You May Have Missed …

Here’s this month’s selection of links to items you may have missed.


Science, Technology, Natural World

Would you like to fly round the moon? If so, then NASA are giving away free flights for your name on their upcoming Artemis I mission.

Image NASA. Click for larger view.

Cosmologist Katie Mack talks about spotting and combating physics falsehoods online.

Researchers have found the huge and mysterious Hiawatha crater in Greenland to be 58 million years old.

Zoologist Lucy Cooke is waging war on Darwin’s prevailing view of the dominance of males and their benefit from promiscuity. Two articles, the first from the Guardian, the second from New Scientist [£££].

Palaeontologists have described a ten-limbed ancestor of modern octopuses, and named it after Joe Biden.
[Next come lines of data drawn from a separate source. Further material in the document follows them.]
PR #15, opened 2016-01-21
Fixed agent config and logging

yujunglo:
@sbaogang @jinruh

### DIFF
--- a/deploy-agent/.bumpversion.cfg
+++ b/deploy-agent/.bumpversion.cfg
@@ -2,5 +2,5 @@
 files = setup.py
 commit = True
 tag = True
-current_version = 1.2.1
+current_version = 1.2.2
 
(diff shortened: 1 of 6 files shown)


mansu:
Not to pick on this specific diff but can we please add more detail to the diff on what the problem being solved is and how this diff fixes it? I think this is a good practice for a few reasons:

a) This is good code development and git hygine. That way looking at the history it would be clear what has changed and why we changed it.
b) A random observer like me would have no context on weather this change is important when I look at the history or the code.
c) Now that we are open source, including this info would also inform external reviewers why this change was made.

sbaogang:
Per discussion, we will treat this as an exception - once we open sourced, we will follow a more strict process.

yujunglo:
This is an urgent fix. I'll provide more context next time.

The largest ever family tree of humanity reveals our species’ history, where we originated and how we spread across the world. [£££]

The Eden Project in Cornwall have succeeded in getting their nutmeg tree to fruit for the first time since planting in 2001.

Image Eden Project

There’s a new drive to produce the red dye cochineal industrially without having to squash thousands of insects.


Health, Medicine

Here’s an interesting article about the work to identify which flu strains to put in this year’s vaccine – and some of the people who spend their lives trying to spot the emerging strains. [LONG READ]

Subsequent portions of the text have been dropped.